#### Try it
In the entries below, identify every line with the string "print" and copy it.

#### Dataset records
_ _ _ _ _ _ _
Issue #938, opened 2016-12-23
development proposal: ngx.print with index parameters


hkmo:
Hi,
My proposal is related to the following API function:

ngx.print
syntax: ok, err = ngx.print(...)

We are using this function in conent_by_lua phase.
_ _ _ _ _ _ _
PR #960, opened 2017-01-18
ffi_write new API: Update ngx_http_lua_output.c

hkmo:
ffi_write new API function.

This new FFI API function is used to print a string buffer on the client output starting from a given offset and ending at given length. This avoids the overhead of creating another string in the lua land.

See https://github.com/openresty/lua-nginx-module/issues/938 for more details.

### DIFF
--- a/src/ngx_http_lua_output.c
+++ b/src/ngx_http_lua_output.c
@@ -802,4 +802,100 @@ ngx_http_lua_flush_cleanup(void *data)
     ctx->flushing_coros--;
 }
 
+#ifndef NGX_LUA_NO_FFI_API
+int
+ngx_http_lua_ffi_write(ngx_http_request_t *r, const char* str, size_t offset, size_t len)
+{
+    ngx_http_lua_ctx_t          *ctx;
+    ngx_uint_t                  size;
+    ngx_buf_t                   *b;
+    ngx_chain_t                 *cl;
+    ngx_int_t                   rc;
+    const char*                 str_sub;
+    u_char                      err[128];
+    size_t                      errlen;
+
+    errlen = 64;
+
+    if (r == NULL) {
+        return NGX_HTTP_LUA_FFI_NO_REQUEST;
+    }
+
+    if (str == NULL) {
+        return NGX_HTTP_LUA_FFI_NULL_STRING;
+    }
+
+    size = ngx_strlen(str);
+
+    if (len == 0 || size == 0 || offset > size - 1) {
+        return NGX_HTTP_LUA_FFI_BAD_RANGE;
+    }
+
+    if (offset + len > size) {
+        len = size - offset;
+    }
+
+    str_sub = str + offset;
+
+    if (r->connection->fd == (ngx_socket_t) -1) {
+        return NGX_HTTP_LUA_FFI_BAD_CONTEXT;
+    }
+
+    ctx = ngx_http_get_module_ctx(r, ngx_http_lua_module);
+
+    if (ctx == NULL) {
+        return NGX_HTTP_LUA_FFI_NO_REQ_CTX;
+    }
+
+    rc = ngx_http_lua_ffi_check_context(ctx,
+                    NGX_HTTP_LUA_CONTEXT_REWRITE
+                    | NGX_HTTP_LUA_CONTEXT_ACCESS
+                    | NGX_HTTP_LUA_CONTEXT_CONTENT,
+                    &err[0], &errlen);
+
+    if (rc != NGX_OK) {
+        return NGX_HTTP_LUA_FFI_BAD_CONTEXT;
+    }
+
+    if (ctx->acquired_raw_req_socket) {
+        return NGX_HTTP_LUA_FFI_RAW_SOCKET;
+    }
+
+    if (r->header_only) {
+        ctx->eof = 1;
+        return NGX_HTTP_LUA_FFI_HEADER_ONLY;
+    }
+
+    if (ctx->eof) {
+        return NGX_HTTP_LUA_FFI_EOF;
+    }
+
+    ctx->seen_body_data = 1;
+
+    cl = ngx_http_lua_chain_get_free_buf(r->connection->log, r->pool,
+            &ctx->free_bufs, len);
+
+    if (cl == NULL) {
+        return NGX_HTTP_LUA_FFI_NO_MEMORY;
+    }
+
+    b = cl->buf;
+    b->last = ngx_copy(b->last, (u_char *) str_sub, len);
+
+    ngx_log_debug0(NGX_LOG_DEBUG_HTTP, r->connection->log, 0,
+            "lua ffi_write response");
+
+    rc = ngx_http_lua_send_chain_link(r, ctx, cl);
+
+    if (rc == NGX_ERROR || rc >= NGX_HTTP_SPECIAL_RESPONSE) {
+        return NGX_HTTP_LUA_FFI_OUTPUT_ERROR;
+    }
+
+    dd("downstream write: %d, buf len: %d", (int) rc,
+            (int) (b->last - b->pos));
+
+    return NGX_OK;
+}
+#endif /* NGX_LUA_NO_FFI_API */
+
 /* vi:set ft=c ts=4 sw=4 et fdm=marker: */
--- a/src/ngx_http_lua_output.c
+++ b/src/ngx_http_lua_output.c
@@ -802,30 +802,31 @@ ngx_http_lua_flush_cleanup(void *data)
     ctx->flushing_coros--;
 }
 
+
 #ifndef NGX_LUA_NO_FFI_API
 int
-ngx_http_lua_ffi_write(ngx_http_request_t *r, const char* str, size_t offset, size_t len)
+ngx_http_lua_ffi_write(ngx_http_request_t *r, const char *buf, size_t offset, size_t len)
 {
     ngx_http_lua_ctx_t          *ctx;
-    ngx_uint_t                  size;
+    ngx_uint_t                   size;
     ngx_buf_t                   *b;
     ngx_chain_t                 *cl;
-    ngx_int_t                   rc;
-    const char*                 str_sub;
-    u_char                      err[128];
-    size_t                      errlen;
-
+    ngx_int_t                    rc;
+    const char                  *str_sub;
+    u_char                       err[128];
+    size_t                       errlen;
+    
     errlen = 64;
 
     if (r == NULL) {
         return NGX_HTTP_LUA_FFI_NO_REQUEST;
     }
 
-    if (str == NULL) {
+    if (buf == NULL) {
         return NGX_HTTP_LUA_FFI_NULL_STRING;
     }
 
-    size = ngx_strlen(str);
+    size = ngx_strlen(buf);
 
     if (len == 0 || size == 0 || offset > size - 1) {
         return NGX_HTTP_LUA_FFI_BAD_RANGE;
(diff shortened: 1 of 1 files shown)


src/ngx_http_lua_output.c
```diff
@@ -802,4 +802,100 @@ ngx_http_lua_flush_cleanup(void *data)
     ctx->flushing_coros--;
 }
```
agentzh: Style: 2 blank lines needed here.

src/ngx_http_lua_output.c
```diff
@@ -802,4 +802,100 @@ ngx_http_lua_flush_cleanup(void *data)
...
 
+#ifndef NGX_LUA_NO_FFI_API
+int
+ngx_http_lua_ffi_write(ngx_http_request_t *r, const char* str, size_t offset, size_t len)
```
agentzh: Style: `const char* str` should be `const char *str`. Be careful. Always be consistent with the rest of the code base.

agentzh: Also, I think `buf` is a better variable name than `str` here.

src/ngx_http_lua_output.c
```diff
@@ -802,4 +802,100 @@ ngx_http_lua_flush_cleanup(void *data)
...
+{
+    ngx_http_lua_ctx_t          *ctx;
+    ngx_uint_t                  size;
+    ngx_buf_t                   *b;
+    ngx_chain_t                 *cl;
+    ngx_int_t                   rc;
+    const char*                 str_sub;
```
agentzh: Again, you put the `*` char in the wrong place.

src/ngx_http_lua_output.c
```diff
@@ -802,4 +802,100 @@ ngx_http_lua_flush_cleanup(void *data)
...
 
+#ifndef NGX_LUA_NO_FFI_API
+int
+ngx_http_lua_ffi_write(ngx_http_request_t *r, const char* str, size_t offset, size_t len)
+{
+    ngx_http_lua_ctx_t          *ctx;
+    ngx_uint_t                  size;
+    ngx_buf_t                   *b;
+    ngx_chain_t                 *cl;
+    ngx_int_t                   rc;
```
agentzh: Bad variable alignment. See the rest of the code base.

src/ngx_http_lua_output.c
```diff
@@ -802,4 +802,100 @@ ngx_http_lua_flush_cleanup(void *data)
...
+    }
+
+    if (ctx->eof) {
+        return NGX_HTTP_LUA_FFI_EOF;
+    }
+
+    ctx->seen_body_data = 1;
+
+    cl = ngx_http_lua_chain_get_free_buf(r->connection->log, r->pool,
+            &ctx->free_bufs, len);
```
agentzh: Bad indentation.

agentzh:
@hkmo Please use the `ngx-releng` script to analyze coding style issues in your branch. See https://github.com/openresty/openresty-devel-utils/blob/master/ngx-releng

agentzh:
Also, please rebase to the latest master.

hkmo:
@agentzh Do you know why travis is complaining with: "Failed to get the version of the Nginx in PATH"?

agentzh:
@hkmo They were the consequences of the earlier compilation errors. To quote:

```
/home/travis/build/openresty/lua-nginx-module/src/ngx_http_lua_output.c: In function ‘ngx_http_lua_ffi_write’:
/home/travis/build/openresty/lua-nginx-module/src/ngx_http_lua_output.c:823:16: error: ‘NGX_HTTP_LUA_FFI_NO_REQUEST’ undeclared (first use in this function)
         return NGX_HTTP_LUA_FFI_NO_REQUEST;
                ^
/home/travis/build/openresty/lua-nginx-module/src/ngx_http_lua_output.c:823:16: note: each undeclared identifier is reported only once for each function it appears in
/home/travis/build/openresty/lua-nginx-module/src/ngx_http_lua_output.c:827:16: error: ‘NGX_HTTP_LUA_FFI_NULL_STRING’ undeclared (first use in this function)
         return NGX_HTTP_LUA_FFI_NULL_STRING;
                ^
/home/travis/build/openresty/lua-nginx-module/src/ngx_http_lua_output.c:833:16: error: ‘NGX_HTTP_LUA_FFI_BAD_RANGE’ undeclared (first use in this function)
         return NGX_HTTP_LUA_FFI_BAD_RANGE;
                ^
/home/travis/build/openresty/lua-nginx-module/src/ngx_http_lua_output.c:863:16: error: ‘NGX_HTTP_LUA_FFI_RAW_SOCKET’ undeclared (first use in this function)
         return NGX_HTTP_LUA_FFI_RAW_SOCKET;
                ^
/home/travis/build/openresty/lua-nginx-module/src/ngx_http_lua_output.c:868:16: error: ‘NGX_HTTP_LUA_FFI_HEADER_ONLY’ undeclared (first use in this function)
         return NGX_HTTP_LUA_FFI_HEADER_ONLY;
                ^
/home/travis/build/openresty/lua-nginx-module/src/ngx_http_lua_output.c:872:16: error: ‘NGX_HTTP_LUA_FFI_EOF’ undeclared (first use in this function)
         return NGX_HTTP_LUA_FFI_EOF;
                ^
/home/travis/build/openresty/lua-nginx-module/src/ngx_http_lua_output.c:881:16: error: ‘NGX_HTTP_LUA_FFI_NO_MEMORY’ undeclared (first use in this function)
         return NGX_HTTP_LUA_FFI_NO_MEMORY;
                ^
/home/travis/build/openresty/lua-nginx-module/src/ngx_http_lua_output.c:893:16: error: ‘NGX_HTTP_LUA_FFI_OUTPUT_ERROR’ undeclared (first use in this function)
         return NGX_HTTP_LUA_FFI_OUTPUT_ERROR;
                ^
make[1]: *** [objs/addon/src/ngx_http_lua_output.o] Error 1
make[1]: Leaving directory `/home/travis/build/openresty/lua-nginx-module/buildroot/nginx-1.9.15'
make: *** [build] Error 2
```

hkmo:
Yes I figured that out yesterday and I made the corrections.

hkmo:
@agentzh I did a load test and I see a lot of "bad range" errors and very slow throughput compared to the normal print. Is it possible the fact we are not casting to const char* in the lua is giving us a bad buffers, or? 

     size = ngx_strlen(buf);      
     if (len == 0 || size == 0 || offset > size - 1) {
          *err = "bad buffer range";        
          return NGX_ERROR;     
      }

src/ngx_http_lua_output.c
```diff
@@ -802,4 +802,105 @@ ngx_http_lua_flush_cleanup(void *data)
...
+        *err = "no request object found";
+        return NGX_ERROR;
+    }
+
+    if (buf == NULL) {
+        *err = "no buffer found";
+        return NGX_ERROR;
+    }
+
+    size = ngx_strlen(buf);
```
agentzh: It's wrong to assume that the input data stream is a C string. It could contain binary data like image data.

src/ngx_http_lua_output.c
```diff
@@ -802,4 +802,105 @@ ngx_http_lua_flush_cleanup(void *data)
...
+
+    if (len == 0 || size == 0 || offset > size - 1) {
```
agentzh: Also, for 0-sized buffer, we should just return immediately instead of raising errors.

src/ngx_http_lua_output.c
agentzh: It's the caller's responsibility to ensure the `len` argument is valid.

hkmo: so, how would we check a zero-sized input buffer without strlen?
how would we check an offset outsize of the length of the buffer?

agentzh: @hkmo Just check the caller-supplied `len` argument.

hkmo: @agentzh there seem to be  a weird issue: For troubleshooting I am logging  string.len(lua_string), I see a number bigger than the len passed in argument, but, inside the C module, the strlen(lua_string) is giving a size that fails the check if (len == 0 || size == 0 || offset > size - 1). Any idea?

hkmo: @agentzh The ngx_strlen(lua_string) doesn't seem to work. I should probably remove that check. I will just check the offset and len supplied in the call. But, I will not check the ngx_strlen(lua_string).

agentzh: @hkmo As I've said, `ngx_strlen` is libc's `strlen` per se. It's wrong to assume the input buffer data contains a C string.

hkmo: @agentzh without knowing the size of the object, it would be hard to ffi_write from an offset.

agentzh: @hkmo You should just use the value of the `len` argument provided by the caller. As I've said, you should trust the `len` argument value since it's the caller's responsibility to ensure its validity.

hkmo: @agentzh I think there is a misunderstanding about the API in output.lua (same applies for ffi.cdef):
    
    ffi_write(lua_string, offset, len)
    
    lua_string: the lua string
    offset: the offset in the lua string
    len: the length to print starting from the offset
_ _ _ _ _ _ _
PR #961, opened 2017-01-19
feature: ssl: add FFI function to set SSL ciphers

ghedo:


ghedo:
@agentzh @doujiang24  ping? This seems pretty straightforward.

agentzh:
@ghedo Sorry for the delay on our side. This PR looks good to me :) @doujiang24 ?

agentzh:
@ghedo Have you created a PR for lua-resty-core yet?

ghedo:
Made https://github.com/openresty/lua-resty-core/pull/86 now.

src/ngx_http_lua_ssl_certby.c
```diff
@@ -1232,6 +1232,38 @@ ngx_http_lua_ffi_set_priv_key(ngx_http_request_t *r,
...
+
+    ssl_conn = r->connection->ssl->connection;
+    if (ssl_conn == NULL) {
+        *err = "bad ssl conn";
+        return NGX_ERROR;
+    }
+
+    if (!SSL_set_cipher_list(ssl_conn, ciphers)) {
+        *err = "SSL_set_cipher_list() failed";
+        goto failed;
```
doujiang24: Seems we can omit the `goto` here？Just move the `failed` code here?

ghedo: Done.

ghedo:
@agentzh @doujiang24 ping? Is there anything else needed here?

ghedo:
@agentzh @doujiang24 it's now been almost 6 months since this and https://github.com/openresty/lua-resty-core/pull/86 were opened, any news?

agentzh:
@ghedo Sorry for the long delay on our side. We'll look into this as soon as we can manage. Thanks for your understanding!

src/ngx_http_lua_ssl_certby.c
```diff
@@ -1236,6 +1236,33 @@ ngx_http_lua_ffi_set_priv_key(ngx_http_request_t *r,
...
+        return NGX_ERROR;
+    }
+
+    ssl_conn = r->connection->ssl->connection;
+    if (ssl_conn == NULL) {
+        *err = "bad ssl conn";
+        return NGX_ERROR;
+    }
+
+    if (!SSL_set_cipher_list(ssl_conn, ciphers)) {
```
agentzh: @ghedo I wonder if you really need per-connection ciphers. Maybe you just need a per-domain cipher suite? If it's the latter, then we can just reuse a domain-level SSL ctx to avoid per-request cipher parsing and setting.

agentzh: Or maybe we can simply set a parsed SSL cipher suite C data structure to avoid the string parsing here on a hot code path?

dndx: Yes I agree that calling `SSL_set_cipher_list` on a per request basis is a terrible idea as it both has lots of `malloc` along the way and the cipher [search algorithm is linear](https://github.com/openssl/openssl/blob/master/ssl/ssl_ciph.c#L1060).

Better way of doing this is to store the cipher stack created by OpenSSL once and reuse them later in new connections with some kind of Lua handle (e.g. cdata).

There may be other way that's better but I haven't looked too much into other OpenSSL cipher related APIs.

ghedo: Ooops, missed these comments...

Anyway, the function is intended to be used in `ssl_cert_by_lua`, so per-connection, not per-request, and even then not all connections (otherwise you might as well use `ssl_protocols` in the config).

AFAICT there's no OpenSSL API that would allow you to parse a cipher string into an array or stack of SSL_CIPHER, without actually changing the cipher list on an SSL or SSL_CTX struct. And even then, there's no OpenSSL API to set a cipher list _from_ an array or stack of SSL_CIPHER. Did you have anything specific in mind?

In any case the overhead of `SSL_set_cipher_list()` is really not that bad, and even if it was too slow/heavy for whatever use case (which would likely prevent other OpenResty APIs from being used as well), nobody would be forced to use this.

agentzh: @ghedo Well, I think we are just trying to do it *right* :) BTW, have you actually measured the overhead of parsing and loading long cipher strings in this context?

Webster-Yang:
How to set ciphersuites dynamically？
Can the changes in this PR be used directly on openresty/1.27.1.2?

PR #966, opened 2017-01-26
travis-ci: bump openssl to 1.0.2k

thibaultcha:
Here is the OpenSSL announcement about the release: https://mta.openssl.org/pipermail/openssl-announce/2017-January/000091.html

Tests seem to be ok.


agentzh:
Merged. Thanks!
_ _ _ _ _ _ _
#### Response below
development proposal: ngx.print with index parameters
ngx.print
syntax: ok, err = ngx.print(...)
This new FFI API function is used to print a string buffer on the client output starting from a given offset and ending at given length. This avoids the overhead of creating another string in the lua land.
@agentzh I did a load test and I see a lot of "bad range" errors and very slow throughput compared to the normal print. Is it possible the fact we are not casting to const char* in the lua is giving us a bad buffers, or? 
    len: the length to print starting from the offset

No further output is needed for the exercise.